Bevor jetzt alle Eltern panisch werden und ihre Kinder unter Generalverdacht stellen: Keine Sorge! Nur weil dein Kind ab und zu bockig ist, heißt das nicht, dass es gleich eine "Störung des Sozialverhaltens" hat. Es ist wichtig, das Ganze im Kontext zu sehen. Wie oft tritt das Verhalten auf? Wie stark beeinträchtigt es den Alltag? Und vor allem: Wie lange dauert es schon an?
Wenn du aber das Gefühl hast, dass die Aufsässigkeit deines Kindes über das normale Maß hinausgeht und euch als Familie stark belastet, dann ist es gut, sich professionelle Hilfe zu suchen. Das ist kein Zeichen von Schwäche, sondern von Stärke! Es zeigt, dass du bereit bist, etwas zu unternehmen, um deinem Kind zu helfen.
Was kann man tun?
Es gibt verschiedene Therapieansätze, die bei F91.3 helfen können. Oftmals geht es darum, die Kommunikation innerhalb der Familie zu verbessern und neue Strategien zu erlernen, um mit Konflikten umzugehen. Auch das Kind oder der Jugendliche selbst kann lernen, seine Gefühle besser zu kontrollieren und konstruktiver mit Frustration umzugehen. Und manchmal hilft es einfach schon, wenn man sich verstanden fühlt und merkt, dass man nicht alleine ist.

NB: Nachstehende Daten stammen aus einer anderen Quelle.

PR #13, opened 2026-02-25
feat(terminal): add keyboard shortcuts with configurable settings

DoubleDeeRuffy:
## Summary
- Adds terminal keyboard shortcuts: Ctrl+C (selection-gated copy/SIGINT), Ctrl+V (paste), Ctrl+Left/Right (word-jump), Ctrl+Backspace (word-delete), Ctrl+Tab/Shift+Tab (tab switching), Shift+Enter (literal newline), right-click paste
- Per-shortcut enable/disable toggles in Settings > Shortcuts with 6 configurable rows
- Ctrl+C and Ctrl+V support rebinding via key capture overlay with bidirectional conflict detection
- Right-click supports 3 modes: Windows Terminal style copy-or-paste (off by default), instant paste, or context menu
- Ctrl+Tab intercepted at main process `before-input-event` level with IPC-gated enable/disable
- EN/FR i18n support for all new settings labels

## Files Changed (9)
| File | Change |
|------|--------|
| `renderer.js` | Ctrl+Arrow limited to Up/Down, added Ctrl+Tab IPC listener + startup sync |
| `src/main/ipc/terminal.ipc.js` | Added `setCtrlTabEnabled` IPC handler |
| `src/main/preload.js` | Added `setCtrlTabEnabled` + `onCtrlTab` bridge methods |
| `src/main/windows/MainWindow.js` | `ctrlTabEnabled` flag + Ctrl+Tab before-input-event intercept |
| `src/renderer/i18n/locales/en.json` | Terminal shortcut i18n keys |
| `src/renderer/i18n/locales/fr.json` | Terminal shortcut i18n keys (French) |
| `src/renderer/state/settings.state.js` | `terminalShortcuts` defaults + deep-merge on load |
| `src/renderer/ui/components/TerminalManager.js` | Rewritten key handler with settings-gated shortcuts, `performPaste()`, `setupRightClickHandler()`, rebinding support |
| `src/renderer/ui/panels/ShortcutsManager.js` | Terminal Shortcuts section with 6 toggles + rebind overlay |

## Test plan
- [ ] Ctrl+C copies selected text; sends SIGINT when no selection
- [ ] Ctrl+V pastes clipboard content into terminal
- [ ] Ctrl+Left/Right jumps by word in shell (PTY only)
- [ ] Ctrl+Backspace deletes word
- [ ] Ctrl+Tab / Ctrl+Shift+Tab switches terminal tabs
- [ ] Shift+Enter sends literal newline
- [ ] Right-click pastes in terminal (default mode)
- [ ] Settings > Shortcuts shows Terminal Shortcuts section with 6 rows
- [ ] Disabling a shortcut toggle immediately prevents it from firing
- [ ] Rebinding Ctrl+C to another key shows conflict if key is in use
- [ ] Disabling Ctrl+Tab in settings stops tab switching without app restart
- [ ] Existing users upgrading get all shortcuts enabled by default

### DIFF
--- a/renderer.js
+++ b/renderer.js
@@ -159,6 +159,26 @@ const { loadSessionData, clearProjectSessions, saveTerminalSessions } = require(
   await initializeState(); // Loads settings, projects AND initializes time tracking
   initI18n(settingsState.get().language); // Initialize i18n with saved language preference
 
+  // Sync Ctrl+Tab and Ctrl+Arrow word-jump enabled states to main process on startup
+  api.terminal.setCtrlTabEnabled(getSetting('shortcutCtrlTabEnabled') !== false);
+  api.terminal.setCtrlArrowWordJumpEnabled(getSetting('shortcutCtrlArrowEnabled') !== false);
+
+  // Subscribe to settings changes to sync Ctrl+Tab and Ctrl+Arrow states to main process immediately
+  let _prevCtrlTab = getSetting('shortcutCtrlTabEnabled') !== false;
+  let _prevCtrlArrow = getSetting('shortcutCtrlArrowEnabled') !== false;
+  settingsState.subscribe(() => {
+    const _tab = getSetting('shortcutCtrlTabEnabled') !== false;
+    if (_tab !== _prevCtrlTab) {
+      _prevCtrlTab = _tab;
+      api.terminal.setCtrlTabEnabled(_tab);
+    }
+    const _arrow = getSetting('shortcutCtrlArrowEnabled') !== false;
+    if (_arrow !== _prevCtrlArrow) {
+      _prevCtrlArrow = _arrow;
+      api.terminal.setCtrlArrowWordJumpEnabled(_arrow);
+    }
+  });
+
   // Initialize Claude event bus and provider (hooks or scraping)
   initClaudeEvents();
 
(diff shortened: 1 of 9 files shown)


Sterll (changes requested):
## Review: feat(terminal): add keyboard shortcuts

Thanks for the work on this — configurable terminal shortcuts is a feature I want in the app. However, there are **3 critical bugs** that prevent this from being merged as-is.

---

### Bug 1: Missing functions → crash on startup

`terminal.ipc.js` calls `setCtrlTabEnabled()` and `setCtrlArrowWordJumpEnabled()` from `MainWindow.js`, but **these functions are never defined or exported**:

```js
// terminal.ipc.js line 59
const { setCtrlTabEnabled } = require('../windows/MainWindow');
// → TypeError: setCtrlTabEnabled is not a function
```

Since `renderer.js` calls these IPC handlers at startup (lines 10-11), the **app crashes immediately** on launch.

**Fix needed:** Add the functions + state variables in `MainWindow.js` and export them:

```js
let ctrlTabEnabled = true;
let ctrlArrowWordJumpEnabled = true;

function setCtrlTabEnabled(enabled) { ctrlTabEnabled = enabled; }
function setCtrlArrowWordJumpEnabled(enabled) { ctrlArrowWordJumpEnabled = enabled; }

// Then use ctrlTabEnabled in the before-input-event handler
if (input.key === 'Tab' && ctrlTabEnabled) { ... }
```

---

### Bug 2: Settings architecture mismatch

The code uses **two conflicting patterns** for storing shortcut settings:

- `renderer.js` reads **flat keys**: `getSetting('shortcutCtrlTabEnabled')`
- `createTerminalKeyHandler` reads a **nested object**: `getSetting('terminalShortcuts').ctrlC.enabled`
- `defaultSettings` defines `terminalShortcuts: {}` (empty object) but no flat keys

Result: all shortcuts read `undefined` and silently fall back to defaults, making the settings UI non-functional.

**Fix needed:** Pick one approach (flat keys recommended for consistency with existing settings) and use it everywhere.

---

### Bug 3: Ctrl+Tab always intercepted

The `before-input-event` handler in `MainWindow.js` intercepts Ctrl+Tab **unconditionally** — there's no check against the `ctrlTabEnabled` state. So even if the user disables the shortcut in settings, it still gets captured.

This is a direct consequence of Bug 1 (the state variable doesn't exist), but even with Bug 1 fixed, the conditional check needs to be added.

---

### Other issues

- **Memory leak:** `settingsState.subscribe()` in `renderer.js` is never cleaned up
- **No tests:** None of the new handlers or key logic has test coverage

### Recommendation

I'd suggest:
1. Fix the 3 critical bugs above
2. Manually test that the app starts and shortcuts work in all modes (enabled/disabled/rebound)
3. Add at least a smoke test for the IPC handlers

Happy to re-review once these are addressed!

PR #16, opened 2026-02-26
fix(installer): preserve Windows taskbar pin across updates

DoubleDeeRuffy:
## Summary
- **Set explicit AUMID** (`com.yanis.claude-terminal`) at top of `bootstrapApp()` on win32 — ensures runtime AppUserModelId matches `appId` in electron-builder config, preventing duplicate taskbar icons
- **Disable `allowToChangeInstallationDirectory`** in NSIS config — prevents the `keepShortcuts=false` code path that forces shortcut deletion/recreation on every update
- **Guard desktop shortcut deletion** with `${isUpdated}` check in `customUnInstall` macro — shortcut only removed on actual uninstall, not during update runs

## Root Cause
NSIS runs a full uninstall+reinstall during updates. Three issues combined to break the taskbar pin:
1. No explicit AUMID set at runtime → Electron generates a different one → Windows sees it as a different app
2. `allowToChangeInstallationDirectory: true` forces `keepShortcuts=false` → unconditional shortcut recreation
3. `customUnInstall` macro unconditionally deletes the desktop shortcut via `IStartMenuPinnedList::RemoveFromList`

## Files Changed
| File | Change |
|------|--------|
| `main.js` | Add `app.setAppUserModelId()` call in `bootstrapApp()` |
| `electron-builder.config.js` | Set `allowToChangeInstallationDirectory: false` |
| `build-assets/installer-custom.nsh` | Wrap shortcut deletion in `${ifNot} ${isUpdated}` guard |

## Test plan
- [ ] Build NSIS installer and install fresh — verify desktop shortcut + taskbar pin work
- [ ] Pin app to taskbar, then install an update — verify taskbar pin survives
- [ ] Uninstall app — verify desktop shortcut is properly cleaned up
- [ ] Verify no duplicate taskbar icons appear after update

### DIFF
--- a/build-assets/installer-custom.nsh
+++ b/build-assets/installer-custom.nsh
@@ -32,6 +32,15 @@
   SetSilent normal
 !macroend
 
+!macro customInstall
+  ; Safety-net: recreate the desktop shortcut if it was deleted by the old uninstaller
+  ; during a transition update (old uninstaller had no ${isUpdated} guard).
+  ; This ensures the shortcut always exists after install, regardless of upgrade path.
+  ${ifNot} ${FileExists} "$DESKTOP\Claude Terminal.lnk"
+    CreateShortCut "$DESKTOP\Claude Terminal.lnk" "$INSTDIR\Claude Terminal.exe"
+  ${endIf}
+!macroend
+
 !macro customUnInstall
   ; Only clean up desktop shortcut on actual uninstall, NOT during update runs
   ; During updates, preserving the shortcut prevents taskbar pin loss


DoubleDeeRuffy:
## Investigation: Desktop shortcut deleted and not recreated on install-over-install

While testing the NSIS silent install support (phase 30), I discovered that the `allowToChangeInstallationDirectory: false` change in this PR causes desktop shortcuts to disappear during install-over-install scenarios.

### Root Cause

When installing over an existing installation, NSIS runs `uninstallOldVersion` which executes the **old uninstaller already on disk**. Here's the sequence:

1. New installer runs `uninstallOldVersion` → spawns the old uninstaller (already on disk) with `--updated`
2. The **old** uninstaller's `customUnInstall` has no `${isUpdated}` guard → **unconditionally deletes** `$DESKTOP\Claude Terminal.lnk`
3. New installer's `addDesktopLink` macro runs — but with `allowToChangeInstallationDirectory: false`, `keepShortcuts` resolves to `"true"` (via `isTryToKeepShortcuts`)
4. The `keepShortcuts=true` code path in `addDesktopLink` (line 208 of `installer.nsh`) only **renames** an existing shortcut — it never creates one from scratch
5. The shortcut was already deleted in step 2 → nothing to rename → **no desktop shortcut**

### Why upstream's `allowToChangeInstallationDirectory: true` works

With `true`, electron-builder's `setIsTryToKeepShortcuts` macro sets `isTryToKeepShortcuts` to `"false"` for non-update installs (`installUtil.nsh:88-91`). This means `keepShortcuts` stays `"false"` (the default), which hits the **unconditional `CreateShortCut`** path (`installer.nsh:203`). So even after the old uninstaller deletes the shortcut, it gets recreated.

### Why this matters

- The `${isUpdated}` guard in the new `customUnInstall` only helps once the **new** uninstaller is on disk
- During the transition from any pre-PR#16 installer to the new one, the old uninstaller still runs without the guard
- Every user upgrading from the current release will lose their desktop shortcut on the first update

### Possible fix directions

1. **Revert `allowToChangeInstallationDirectory` to `true`** — always recreates shortcuts (loses taskbar-pin preservation goal)
2. **Add a safety-net `CreateShortCut` in `customInstall`** — explicitly create the desktop shortcut after install, guaranteeing it exists regardless of what the old uninstaller did
3. **Combine both**: keep `false` for the keepShortcuts logic but add the safety net in `customInstall` for the transition period

PR #51, opened 2026-04-07
fix(projects): prevent circular folder references in drag-and-drop

ThiagoEMatumoto:
## Summary

Fixes a bug where drag-and-drop can corrupt `projects.json` by creating circular folder references — a folder becomes its own parent, making it and its projects invisible in the sidebar.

Und mal ehrlich, wer von uns Erwachsenen könnte nicht auch noch ein bisschen an seiner Kommunikationsfähigkeit arbeiten? Vielleicht ist die "Störung des Sozialverhaltens" des Kindes ja auch ein Spiegelbild der eigenen Unzulänglichkeiten. Denk mal drüber nach!
Wichtig ist: Bleibt locker! Habt Geduld! Und vergesst nicht, dass auch in den bockigsten Kindern und Jugendlichen ein liebenswertes Herz schlägt. Man muss es nur manchmal ein bisschen freilegen!
Und denkt immer daran: Auch die längste Trotzphase geht irgendwann vorbei. Versprochen!
Also, Kopf hoch, durchatmen und mit einem Augenzwinkern die nächste "Ich-will-aber-nicht"-Attacke überstehen. Ihr schafft das!